The regulation of osteoclasts is vital for maintaining balance in bone remodeling. Bone resorbing osteoclasts are derived from hemopoeitic cells of the monocyte/macrophage lineage and differentiate into multinucleated cells through multiple processes [19]. Osteoclast formation and activity are regulated by local factors and by stromal and osteoblast cells in the bone environment [20]. Several chemokines promote bone resorption by inducing osteoclast formation and survival and by directly inducing the migration and adhesion of leukocytes [21, 22]. For example, the expressions of macrophage inflammatory protein-1α (MIP-1α, CCL3) and MIP-1β (CCL4) in multiple myeloma cells were found to enhance osteolytic lesions by enhancing osteoclast formation and bone resorption, and, more recently, CCR2 was shown to increase expression of RANK and enhance RANK signaling in ovariectomized mice [23, 24]. Of the several osteoclastogenic factors, RANKL, which is expressed on stromal and osteoblast cells, is known to play an essential role in osteoclast differentiation and function. Furthermore, the regulation of RANKL expression is known to be important for preventing bone disorders caused by increased osteoclast formation.

In our experiments, CXCL10 increased RANKL expression in RA synoviocytes and directly increased RANKL expression in Jurkat/Hut 78 T cells or human CD4+ T cells.
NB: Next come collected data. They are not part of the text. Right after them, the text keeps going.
PR #681, opened 2023-12-01
Enhanced Sorting by Nested Meta Values in Pages

PxaMMaxP:
This pull request introduces an enhancement to the sorting functionality within pages. Previously, sorting was limited to top-level meta values. With this update, the sorting logic now supports nested meta values, providing greater flexibility and precision in organizing content.

Key Changes:

- Extended the pages_order_by_meta configuration to interpret dot-separated strings as paths to nested meta values.
- Updated the sorting algorithm to recursively access nested meta values based on the provided path.
- 
This enhancement ensures a more dynamic and versatile approach to content organization, particularly beneficial for complex page structures with deeply nested meta data.

### DIFF
--- a/config/config.yml.template
+++ b/config/config.yml.template
@@ -30,8 +30,8 @@ twig_config:                        # Twig template engine config
 #
 date_format: "%D %T"                # Pico's default date format;
                                     #     See https://php.net/manual/en/function.strftime.php for more info
-pages_order_by_meta: author         # Sort pages by meta value "author" (set "pages_order_by" to "meta"); use '.' for nested meta keys (e.g., 'author.info')
-pages_order_by: alpha               # Change how Pico sorts pages ("alpha" for alphabetical order, "date", or "meta")
+pages_order_by_meta: author         # Sort pages by meta value "author" (set "pages_order_by" to "meta")
+                                    #     Use '.' notation for nested meta keys (e.g. 'author.info')
 pages_order: asc                    # Sort pages in ascending ("asc") or descending ("desc") order
 content_dir: ~                      # The path to Pico's content directory
 content_ext: .md                    # The file extension of your Markdown files
--- a/config/config.yml.template
+++ b/config/config.yml.template
@@ -30,7 +30,7 @@ twig_config:                        # Twig template engine config
 #
 date_format: "%D %T"                # Pico's default date format;
                                     #     See https://php.net/manual/en/function.strftime.php for more info
-pages_order_by_meta: author         # Sort pages by meta value "author" (set "pages_order_by" to "meta")
+pages_order_by_meta: author         # Sort pages by meta value "author" (set "pages_order_by" to "meta"); use '.' for nested meta keys (e.g., 'author.info')
 pages_order_by: alpha               # Change how Pico sorts pages ("alpha" for alphabetical order, "date", or "meta")
 pages_order: asc                    # Sort pages in ascending ("asc") or descending ("desc") order
 content_dir: ~                      # The path to Pico's content directory
--- a/config/config.yml.template
+++ b/config/config.yml.template
@@ -32,6 +32,7 @@ date_format: "%D %T"                # Pico's default date format;
                                     #     See https://php.net/manual/en/function.strftime.php for more info
 pages_order_by_meta: author         # Sort pages by meta value "author" (set "pages_order_by" to "meta")
                                     #     Use '.' notation for nested meta keys (e.g. 'author.info')
+pages_order_by: alpha               # Change how Pico sorts pages ("alpha" for alphabetical order, "date", or "meta")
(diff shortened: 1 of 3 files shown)


lib/Pico.php
```diff
@@ -1830,11 +1830,22 @@ protected function sortPages()
...
+            uasort($this->pages, function ($a, $b) use ($alphaSortClosure, $order, $orderByMetaKeys) {
+                $aMeta = $a['meta'];
+                $bMeta = $b['meta'];
+                // Iterate through the meta keys to drill down into nested arrays for the final sort value.
+                foreach ($orderByMetaKeys as $key) {
+                    $aMeta = isset($aMeta[$key]) ? $aMeta[$key] : null;
+                    $bMeta = isset($bMeta[$key]) ? $bMeta[$key] : null;
+                }
+
+                $aSortValue = $aMeta;
```
PhrozenByte, line 1845: Can't we use a single variable here?

lib/Pico.php
```diff
@@ -1830,11 +1830,22 @@ protected function sortPages()
         if ($orderBy === 'meta') {
             // sort by arbitrary meta value
             $orderByMeta = $this->getConfig('pages_order_by_meta');
-            uasort($this->pages, function ($a, $b) use ($alphaSortClosure, $order, $orderByMeta) {
-                $aSortValue = isset($a['meta'][$orderByMeta]) ? $a['meta'][$orderByMeta] : null;
+            // Split the configuration value into an array of keys to allow sorting by nested meta values.
```
PhrozenByte, line 1833: The code is pretty self-explanatory, I don't think that we need inline code comments here (same with the comment below). However, we do need documentation in `config.yml.template` and `CHANGELOG.md`.

PhrozenByte (changes requested):
Thank you for your PR! :+1:

LGTM besides some minor things.

Since it's fully backwards compatible we don't need any changes in `PicoDeprecated`.

lib/Pico.php
PxaMMaxP: I had to think a bit about what you mean exactly. But it should be simpler and still quite clear.

Thank you for the opportunity to contribute here! It's my first time contributing publicly.

PxaMMaxP:
I would like to extend my apologies for the recent commit and subsequent revert commit. Due to the challenges encountered, I am providing the suggested line for the changelog here. This is to ensure clarity and avoid any further complications.

Suggested Changelog Entry:
```
* [New] Enhance `pages_order_by_meta` functionality to allow sorting by nested meta values using '.' notation (e.g., 'author.info')
```

If this approach poses any issues, I am more than willing to open an additional pull request to handle this change. Please let me know if that would be preferable.

Thank you for your understanding and support.

PxaMMaxP:
Heyy,

thanks for your detailed explanations, and sorry for the confusion with the wrong branch.

About the change of the `content-filter-trigger-events` branch:
My problem was that when I rendered the content of several pages with the `content`-filter on one page, the corresponding plugins were not applied to that content.

In my specific case, it was the targetBlank plugin. Links were not changed accordingly on the content-->`content`-filter-->output path.

I noticed that there was no note (issue..) about this and it should have made me suspicious.

I'll close the pull request and take another close look at the whole thing.

config/config.yml.template
```diff
@@ -30,7 +30,7 @@ twig_config:                        # Twig template engine config
 #
 date_format: %D %T                  # Pico's default date format;
                                     #     See https://php.net/manual/en/function.strftime.php for more info
-pages_order_by_meta: author         # Sort pages by meta value "author" (set "pages_order_by" to "meta")
+pages_order_by_meta: author         # Sort pages by meta value "author" (set "pages_order_by" to "meta"); use '.' for nested meta keys (e.g., 'author.info')
```
PhrozenByte, line 33:
```suggestion
pages_order_by_meta: author         # Sort pages by meta value "author" (set "pages_order_by" to "meta")
                                    #     Use '.' notation for nested meta keys (e.g. 'author.info')
```

PhrozenByte (changes requested):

These results are compatible with our previous animal experiments showing that CXCL10 upregulated RANKL expression in mouse T cells and induced TRAP-positive osteoclast differentiation [18]. In both human and mouse systems, CXCL10 can induce RANKL expression, mainly in CD4+ T cells, and then may contribute to osteoclastogenesis.
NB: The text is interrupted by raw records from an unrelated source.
PR #1656, opened 2026-08-05
Fixed emissions tracker

### LINKED ISSUE #1655: stop_task() called without start_task() when a fit raises before timing starts
In Fit._perform_fit (fitbenchmarking/core/fitting_benchmarking.py), the codecarbon emissions tracker is stopped in a cleanup block that runs unconditionally:

  if self._emissions_tracker and not tracker_stopped:
      _ = self._emissions_tracker.stop_task()

  But tracker.start_task() is only reached after controller.validate() and controller.prepare() have both succeeded. If either raises — a ValidationException, or a MaxRuntimeError — stop_task()
  is called on a task that was never started.

  This only shows up when energy_usage is in table_type, which is in the default table set.

Letizia97:
## Description of work

Fixes #1655 

This PR fixes a bug in Fit._perform_fit (fitbenchmarking/core/fitting_benchmarking.py). The codecarbon emissions tracker is stopped in a cleanup block that runs unconditionally:

```
if self._emissions_tracker and not tracker_stopped:
_ = self._emissions_tracker.stop_task()
```

But tracker.start_task() is only reached after controller.validate() and controller.prepare() have both succeeded. If either raises a ValidationException, or a MaxRuntimeError ,  stop_task() is called on a task that was never started.

## Testing Instructions

1.
2.
3.

## Checklist


fitbenchmarking/core/tests/test_fitting_benchmarking.py
```diff
@@ -282,6 +282,26 @@ def test_perform_fit_error_handling(self, exp, mock):
...
+    ):
+        """
+        The test checks the emissions tracker task is not stopped when
+        the fit raised an exception before the task was started.
+        """
+        controller = set_up_controller("Gauss3.dat", self.options)
+        controller.minimizer = "Nelder-Mead"
+
+        fit = Fit(options=self.options, data_dir="test", checkpointer=self.cp)
+        assert fit._emissions_tracker is not None
```
SamC-STFC:
```suggestion
```
This assertion seems slight out of place here since it means that the test is testing if the emissions tracker is set when the constructor is called as well as testing if stop is called when an exception was thrown.

I would suggest removed it or moving to a seperate test unless there is another reason to have it here.

SamC-STFC (changes requested):

SamC-STFC (approved):

PR #1637, opened 2026-07-16
Added multifit capability (fitting multiple datasets) to more minimizers other than Mantid

Letizia97:
## Description of work

Fixes #1605 

This PR adds the multifit capability for more minimizers other than Mantid.
The only options currently incompatible are:

- analytic jacobians
- MCMC minimizers

## Testing Instructions

1. Check running a mantid multifit problem with a minimizer other than mantid
2. Check that supplying an analytic jacobian raises an error
3. Check that running with an MCMC minimizer raises an error

## Checklist

- [x] The title is of a format appropriate for a line in future release notes.
- [x] I have added the appropriate tags to the PR.
- [x] My PR represents one logical piece of work.
- [x] My PR fully fixes the issue linked. If new issues have been created, what are they?
- [x] I have added the appropriate tests to cover code that has been added.
- [x] I have updated the documentation in the relevant places to cover the changes.

PR #1701, opened 2026-08-13
Fixed bugs with non-Mantid Multifit implementation

jess-farmer:
## Description of work

This PR addresses a few bugs with the recently merged #1637:

- Adds more checks for incompatible options, as multifit problems should not currently be run with Hessians, or any cost function other than nlls ones.
- Moves the call to `multifit_init` in Fitting Benchmarking so that it is called once per minimizer, rather than once per software. `multifit_cleanup` now also clears all multifit attributes before the next minimizer is called. These functions also now work for the case where a problem has multiple sets of starting values.
- Fixes a bug in the bumps controller where incorrect x values were being passed to the solver
- Adds a helper function for more robust checking of whether a problem is a multifit one or not in `eval_r`

## Testing Instructions

1.
2.
3.

## Checklist

### DIFF
--- a/docs/source/users/problem_definition_files/mantid.rst
+++ b/docs/source/users/problem_definition_files/mantid.rst
@@ -155,6 +155,18 @@ against the data in the corresponding input file.
    the status "Validation of the provided options failed".
 
 .. warning::
+   :ref:`Hessians <hessian_option>` are not available for MultiFit problems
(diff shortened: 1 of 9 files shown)


Letizia97 (approved):
Thanks Jess, happy to merge this!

CXCL10-induced RANKL expression in human T cells seems to be mediated by Gαi subunits of CXCR3, which is a well-known receptor for CXCL9, CXCL10, and CXCL11. CXCR3 is a G protein-coupled, seven-transmembrane receptor and has heterotrimeric G proteins consisting of α, β, and γ subunits. The G protein resides attached to the intracellular face of the plasma membrane in an inactive form consisting of the Gα subunit bound to GDP, a structure that is stabilized by interaction with the βγ dimer. Upon interaction with the receptor, Gα protein becomes activated, causing GDP exchange for GTP. The GTP-binding proteins are classified by the signaling events they instigate, of which there are four major families: Gαi/o, Gαq/11, Gα12/13, and Gαs [25, 26]. T lymphocytes usually express Gαi, which plays a major role in chemotaxis, proliferation, and differentiation of various cells [27, 28]. In our experiment, depletion of Gαi subunit by siRNA or PTX suppressed the RANKL basal level and CXCL10-induced RANKL expression in Jurkat T cells. These results suggest that the Gαi subunit of CXCR3 in T lymphocytes mediates CXCL10-induced RANKL expression and may contribute to osteoclastogenesis.
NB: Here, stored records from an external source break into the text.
Issue #1705, opened 2026-08-13
Test callbacks for toggling metrics in the compare scatter


SamC-STFC:
**Which module and class/method/function does this relate to?**
Please provide the module and class, method or function name(s) that the tests will apply to.
CompareScatter
**What aspect requires additional tests?**
Please provide a description of the specifics of the test - what is the behaviour that the tests will inspect.  Ideally this will include a description of the setup (e.g. Pytest fixtures) and the expected results.
no tests were added during #1610 for the new callbacks added due to the complexity described in #1703 
**Is this a unit, system or functional test?**
Simply state what type of test you are expecting is required.
new test to check if the correct callbacks were added to handle the dropdowns added in #1610 

**Additional context**
Add any other context about the tests here.

SamC-STFC:
Stale, decided to add testing to pr

Issue #1703, opened 2026-08-13
Refactor add_callbacks


SamC-STFC:
**Description of the error**
The `add_callbacks` function handles multiple responsibilities in a single function, making it difficult to test individual components and maintain the code. `test_add_callbacks_adds_callbacks` is tightly coupled to the current implementation, which makes refactoring difficult.

**Describe the expected result**
- The `add_callbacks` function should be split into smaller, functions
- Each function should handle one specific type of callback addition
- The test case `test_add_callbacks_adds_callbacks` should be updated to test the refactored functions independently

Issue #1700, opened 2026-08-13
Fix minimizer spelling warnings in table_template.html


SamC-STFC:
**Description of the error**
This file uses the word solver instead of minimizer in the following locations:

```
203: data-value3="{{ n_solvers_large }}"
                       ^^^^^^

207: data-value3="{{ n_solvers_large }}"
                       ^^^^^^

214: src="{{ offline_plot }}" height={{ 100 if n_solvers_large else 650 }}></iframe>
                                                 ^^^^^^

219: <p id="profiles_info" style={{"display:none" if n_solvers_large else "display:block"}}>
                                                       ^^^^^^

227: The solvers appearing in the <b>top left corner</b> may be considered the <b>best</b> performing on this test set.
         ^^^^^^

232: or hidden by unselecting the minimizer in the legend. If a solver is removed through the dropdown,
                                                                ^^^^^^

233 the graph gets recalculated based on the best minimizer among the ones shown. On the other hand, if a solver
                                                                                                          ^^^^^^
```

note: `n_solvers_large` comes from `tables.py` which will also need to be fixed to ensure that the checks pass

**Describe the expected result**
What is the result you expect from running the steps described above?

**Describe the actual result**
What was the actual result.

**Suggested fix**

**Additional details**

SamC-STFC:
raised while working on #1610 as that required an update to the table template html

PR #1706, opened 2026-08-13
Enabled users to toggle metrics in compare scatter

### LINKED ISSUE #1610: Allow a user to toggle metrics displayed in the scatter plot
Users should be able to toggle which metrics are displayed, e.g. showing energy usage vs accuracy rather than having a fixed comparison of accuracy vs runtime.

SamC-STFC:
## Description of work

Fixes #1610

## Testing Instructions

1. Open compare table page
2. See compare scatter with two new dropdown boxes below
3. Selecting an attribute from one of the boxes should change what the corresponding axis on the scatter plot is plotting

## Checklist

- #1703 
- #1700 
- #1705 
- #1709

---

<sub>Stack created with <a href="https://github.com/github/gh-stack">GitHub Stacks CLI</a> • <a href="https://gh.io/stacks-feedback">Give Feedback 💬</a></sub>

### DIFF
--- a/fitbenchmarking/results_processing/compare_scatter.py
+++ b/fitbenchmarking/results_processing/compare_scatter.py
@@ -240,7 +240,6 @@ class CompareScatter:
         """
         default_x = "norm_runtime"
         default_y = "norm_acc"
-
         # hover text needs to have the <extra/> tag to remove the grey box
         # that would normally show the trace name
         hover_text = [
@@ -273,6 +272,7 @@ class CompareScatter:
         ]
 
         self.add_callbacks(self.view.plot, legend_items)
+
         return plot, self.app
 
 
@@ -1126,14 +1126,14 @@ class CompareScatterDataModel:
         return result.name
 
     def get_plottable_attributes(self) -> list[str]:
-        """
-        Get a list of attributes which can be plotted on the compare scatter
-        plot. This is determined by checking if the attribute is present in the
-        FittingResult class and if it is a number or a callable function.
 
-        :return: List of attributes which can be plotted
-        :rtype: list[str]
-        """
+        excluded_attributes = [
+            "error_flag",
+            "get_n_data_points",
+            "get_n_parameters",
+            "init_blank",
+        ]
+
         all_attributes = []
         for result in self.results:
             all_attributes.extend(dir(result))
@@ -1141,20 +1141,30 @@ class CompareScatterDataModel:
         unique_attributes = list(dict.fromkeys(all_attributes))
         plottable_attributes = []
         for attribute in unique_attributes:
-            if not attribute.startswith("_"):
+            if (
+                not attribute.startswith("_")
+                and attribute not in excluded_attributes
+            ):
                 try:
                     values = self.get_values_from_results(attribute)
+                    if attribute == "norm_acc":
+                        pass
+                        # print(values)
+                        # print([type(value) for value in values])
 
-                    if any(
-                        isinstance(value, numbers.Number) for value in values
-                    ) and not all(value == np.inf for value in values):
+                    if self.list_contains_plottable_types(values):
                         plottable_attributes.append(attribute)
-
                 except TypeError:
                     # callable, but requires arguments, so we cannot plot it
                     continue
-
         return plottable_attributes
+
+    @staticmethod
+    def list_contains_plottable_types(list):
+        return any(
+            isinstance(value, numbers.Number) and not isinstance(value, bool)
+            for value in list
+        ) and not all(value for value in np.isinf(list))
 
     def get_values_from_results(
         self, attribute: str, unique=False, **func_kwargs
--- a/fitbenchmarking/results_processing/compare_scatter.py
+++ b/fitbenchmarking/results_processing/compare_scatter.py
@@ -1195,40 +1195,33 @@ class CompareScatterDataModel:
         :rtype: list[str]
         """
 
-        excluded_attributes = [
-            "error_flag",
-            "min_accuracy",
-            "min_energy",
-            "min_first_runtime",
-            "min_harmonic_runtime",
-            "min_maximum_runtime",
-            "min_mean_runtime",
-            "min_median_runtime",
-            "min_minimum_runtime",
-            "min_trim_runtime",
-            "init_blank",  # needed to avoid accidentally clearing every result
+        plottable_attributes = [
+            "accuracy",
+            "energy",
+            "first_runtime",
+            "func_evals",
+            "get_n_data_points",
+            "get_n_parameters",
+            "harmonic_runtime",
+            "iteration_count",
+            "maximum_runtime",
+            "mean_runtime",
+            "median_runtime",
+            "minimum_runtime",
+            "norm_acc",
+            "norm_energy",
+            "norm_runtime",
+            "runtime",
+            "trim_runtime",
         ]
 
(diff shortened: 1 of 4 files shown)


fitbenchmarking/results_processing/tests/test_compare_scatter_view.py
```diff
@@ -556,3 +588,17 @@ def test_apply_state(self, start_state, mock_trace_opacity: Mock):
             self.assertEqual(mock_trace_opacity.call_args.args[1], new_opacity)
 
         mock_trace_opacity.assert_called()
+
+    def update_fig_axes_makes_correct_changes(self):
```
Letizia97: This test is missing the "test" prefix so unittests skips it

fitbenchmarking/results_processing/compare_scatter.py
```diff
@@ -502,6 +570,27 @@ def get_per_minimizer_errors_and_runs(error_flags, minimizer_names):
 
         return errors_by_minimizer, runs_by_minimizer
 
+    def update_fig_axes(
```
Letizia97: Looks like this function is doing more than updating the axes, as it's basically replotting things. Maybe worth improving the name and adding a docstring?

fitbenchmarking/results_processing/compare_scatter.py
```diff
@@ -502,6 +570,27 @@ def get_per_minimizer_errors_and_runs(error_flags, minimizer_names):
...
+        self, x_title=None, x_data=None, y_title=None, y_data=None
+    ):
+        if x_title is not None:
+            assert x_data is not None, (
+                "x_data must be provided when x_title is provided"
+            )
+            self.plot.update_layout(xaxis_title=x_title)
+            for i, t in enumerate(self.plot.data):
```
Letizia97: This for loop assumes one trace per result, in results order. It's fine whenever every (minimizer, problem) pair is unique, but if multiple cost functions are used it might become a problem

fitbenchmarking/results_processing/compare_scatter.py
```diff
@@ -403,12 +443,41 @@ def get_plot(
...
+            ),
+            html.Div(
+                [
+                    html.Div(
+                        "X axis attribute:",
+                        style={"padding-right": "5px", "padding-left": "5px"},
+                    ),
+                    dcc.Dropdown(
+                        plottable_attributes,
+                        value=[x_title],
```
Letizia97:
```suggestion
                        value=x_title,
```
Dropdown doesn't set multi=True, so value should be the string itself. If left as is, the dropdown won't show the default metric as selected, even though the plot is drawn with norm_runtime/norm_acc. Once you pick something the callback receives a plain string and everything downstream behaves, so it's a first-paint problem rather than a persistent one.

fitbenchmarking/results_processing/compare_scatter.py
```diff
@@ -403,12 +443,41 @@ def get_plot(
...
+                        id="x-dropdown",
+                        clearable=False,
+                    ),
+                    html.Div(
+                        "Y axis attribute:",
+                        style={"padding-right": "5px", "padding-left": "5px"},
+                    ),
+                    dcc.Dropdown(
+                        plottable_attributes,
+                        value=[y_title],
```
Letizia97:
```suggestion
                        value=y_title,
```

fitbenchmarking/results_processing/compare_scatter.py
```diff
@@ -1040,6 +1129,119 @@ def __post_init__(self):
...
+        :param values: list of values to check
+        :type values: list
+
+        :return: if the list can be plotted on a scatter plot
+        :rtype: bool
+        """
+        return any(
+            isinstance(value, numbers.Number) and not isinstance(value, bool)
+            for value in values
+        ) and not all(value for value in np.isinf(values))
```
Letizia97: Right now, this excludes  func_evals and iteration_count when these appear like mixed lists containing None, e.g. [20, 15, 20, None, 20, 20, 20, 15, 20, 20, None, 20, 20, 15, None] . So if a minimiser reports None for n_evals, then no matter whether the other minimizers do, n_evals is removed from the plot.
Not sure whether there's any way around this

fitbenchmarking/results_processing/compare_scatter.py
```diff
@@ -1040,6 +1129,119 @@ def __post_init__(self):
     def get_sort_key(result: FittingResult):
         return result.name
 
+    def get_plottable_attributes(self) -> list[str]:
```
Letizia97, line 1190: I wonder whether we should invert the logic and have a list of "compare_scatter_attribute" rather than a list of excluded ones, just because of the potential consequences in the case where we add more attributes which are a no for this in the future. What do you think?

Letizia97 (changes requested):
Thanks Sam! I've added a few comments on things to have a look at. Also looks like the stack needs rebasing now, can you check whether it's as simple as clicking on rebase or whether more needs to be done to rebase the stack? Thanks!

fitbenchmarking/results_processing/compare_scatter.py
SamC-STFC: Personally I prefer it the way it is for the following reasons:
- Renaming variables in the fitting result class wont have a chance of accidentally removing them for the compare scatter if the developer is not aware of this relationship
- New attributes will be automatically plotted and formatted semi (again this happens automatically so doesnt require developers to know the implementation details of this class)
- If we accidentally plot something which doesnt make sense (e.g. error flag) that is much less annoying than if we accidentally dont plot something which we should (e.g. runtime)

All this assumes that we follow naming conventions (using _ for private variables) and are more likely to add attributes that we do want to be plotted than to add ones that we dont want to be plotted - you have a lot more experience with fitbechmarking than me, so I think you should get the final call on whether we need to make any changes here

fitbenchmarking/results_processing/compare_scatter.py
SamC-STFC: Im not sure that this is how it works. To my understanding the `any` function means that it will return true if any of the values in `values` is not an number and not a bool whereas the `all` function would behave as you are suggesting

image

Letizia97: No, it's the np.isinf that's causing the problem here

SamC-STFC: I see - this commit should fix it [c6c719a](https://github.com/fitbenchmarking/fitbenchmarking/pull/1706/commits/c6c719a2cd66ff520e8e3cf1ed24b9bb39a9877a)

SamC-STFC: I'll add test coverage for this in another commit

fitbenchmarking/results_processing/compare_scatter.py
SamC-STFC: @jess-farmer We have discussed this offline and would like your opinion on whether attributes should be excluded via a blacklist or if a whitelist of permitted attributes should be used instead

fitbenchmarking/results_processing/compare_scatter.py
SamC-STFC: I've renamed it to `update_axes_data` and added a docstring

Letizia97 (approved):
Thanks Sam, looks good to me!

Our data showed that CXCL10 levels in sera and synovial fluid in patients with RA were significantly higher than those of patients with OA. CXCL10 expression in RA synoviocytes is upregulated by TNF-α, which is a major pathologic cytokine in RA. The increased amount of CXCL10 and TNF-α may recruit osteoclast precursor cells, induce RANKL, and then induce osteoclastogenesis. This kind of auto- or paracrine amplification loop may contribute to chronic bone destructive damage in inflamed RA joints.

Conclusions

CXCL10 increased RANKL expression in CD4+ T cells and was mediated by Gαi subunits of CXCR3. In addition to having a role in the recruitment of proinflammatory cells, CXCL10 may have a potential role in osteoclastogenesis of RA synovial tissue and subsequent joint erosion.